# Finaly!



## sick of chiclids (May 25, 2010)

The tank and stand are home and clean. I had it on the stand and was going to rush to fill it but decided to pull it down to paint the back. I've taken some pictures along the way and will try to get some posted tonight.


----------



## BRUNER247 (Jun 2, 2010)

Have you decided the color n paint yet? I found a awesome blue that let's light in or out. Put a light behind your tank n blue glows. Light on top on the wall behind tank will glow blue.


----------



## sick of chiclids (May 25, 2010)

Black. It's already started. Was thinking grey, but with the white sand…


----------



## sick of chiclids (May 25, 2010)




----------



## BRUNER247 (Jun 2, 2010)

I have a couple that are blk metallic.


----------



## sick of chiclids (May 25, 2010)

Tank is painted and looks great. I'll have it on the stand and filled after it drys.


----------



## Brian762 (May 18, 2010)

Cant wait to see the set up


----------



## sick of chiclids (May 25, 2010)

They are in their tank and aside from hating light seem to be happy as can be. They are crusing the tank and have already eaten a handfull of pellets. I'll get some pics up soon. I want to leave the light off for a while.


----------



## Brian762 (May 18, 2010)

What species did you decide on again? lol


----------



## BRUNER247 (Jun 2, 2010)

Brian762 said:


> What species did you decide on again? lol


Rbp


----------



## sick of chiclids (May 25, 2010)

Yep 14 natts.

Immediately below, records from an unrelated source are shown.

PR #483, opened 2015-08-19
Console rework

zenhack:
There are a couple things that should be done still:

* We need to describe the api in the public docs. #468, has much of the rest fleshed out, so it would perhaps be nice to add it on to that.
* We should document the restriction on what wsgi servers will work, which probably belongs in the documentation that @henn is writing as part of #480.


gsilvis:
@zenhack and I had a conversation a little while ago about this.  Right now, this eats an entire thread for the duration of the time the user is listening to the console.  Since we typically run apache with a fixed number of threads (in testing, exactly one!), this won't work.  We're not yet sure how to fix this problem.

zenhack:
The only thing I can think of is to use greenlets for the request handlers, which we may want to do at some point anyway. This is also important functionality; we have users who want it now. I'm inclined to just:

1. Open an issue for figuring out how to do this with greenlets.
2. Change INSTALL.rst to reccommend a high thread count.
3. Merge it and fix it later.

I am open to better ideas though. @henn, have any thoughts?

henn:
Overall, I think we should prioritize this in terms of our other HaaS tasks.

For now, if we're going to go with this patch I'd suggest we change the installation instructions to specify single-threaded worker processes instead of having worker threads (something like `processes=10 threads=1`, based on [the documentation](https://code.google.com/p/modwsgi/wiki/ProcessesAndThreading)). This should make it so that a single process will only ever run a single task, thus a block in one thread won't affect another. On the technical front, [this stackoverflow](https://stackoverflow.com/questions/3551364/how-do-i-handle-blocking-io-in-mod-wsgi-django) discusses the same problem.

For the workloads we're supporting now, having worker processes instead of worker threads shouldn't have a measurable impact.

zenhack:
I'd be surprised if `time.sleep` didn't release the GIL; it should block *other* threads, so just cranking that number up should work fine as well. I'm not picky though --- when/if we decide we need to sit down to really optimize, I think greenlets are the right way to go

zenhack:
Fixed the merge conflicts (very minor). If others come to a consensus on what to suggest in the docs (high thread count, processes, both...?) I'll tweak the doc and push, should take no time.

@gsilvis, @lokI8, @okrieg, opinions? "don't care" is an acceptable answer, let's us know you've had a chance to voice things.

SahilTikale:
@henn 
We should get this PR in after the FLASK PR
@zenhack do you have any suggestions about the merge conflicts ?

zenhack:
@SahilTikale, I think I still have the keystone auth plugin in the pipeline of stuff I agreed to do. I can come up with an estimate for you guys if you want, and maybe do that after.

My suspicion is that there won't be any deep issues fixing the conflicts; the iirc this is mostly orthonginal to the other changes I made. I would have to look to be sure, however.

//cc @henn, @okrieg, @pns005, @pjd-nu

matsuuran:
@henn @SahilTikale 
Are we still waiting on the flask PR to be merged?  I looked and couldn't see an open PR referencing flask, so just want to see if we can resolve the conflicts and merge this PR

@zenhack 
Was there an offline discussion about using greenlets vs increasing the number of processes?  I checked #487 and it looked like we are hoping on putting greenlets in 0.3.  Just want to make sure I'm tracking

zenhack:
The flask pr was merged a while ago.

re: 0.3, the version numbers don't actually mean anything; we don't have a process for deciding when to do a release, or when what sort of version bump (0.2.1 vs 0.3 vs 1.0) is appropriate, or what the version number actually indicates. So 0.3 doesn't actually convey any information whatsoever about timeframe. I've seen a tendency to just tag things with milestones without discussing it with the team at all, so having a version milestone doesn't even indicate that the devs agree it should be done *at all*. I wrote a longer piece about the situation on another issue a few weeks back; don't have time to dig it up right now.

Great fish Bruner thanks man. Got sinking pellets because of how shy people say they are but at least 1/2 of them came right to the surface as soon as they hit the water. Can't get over these guys!


----------



## FEEFA (Nov 19, 2007)

Congrats on the setup and fish









I cant wait to see it all complete


----------



## BRUNER247 (Jun 2, 2010)

Not all rbp are skittish n scared.I think a lot of it depends on the environment they're raised in n even the keeper that keeps them.hope your enjoying your new fish.


----------



## Piranha_man (Jan 29, 2005)

^^ The most important factors I've found are how much traffic is in front of the tank and frequency of feeding.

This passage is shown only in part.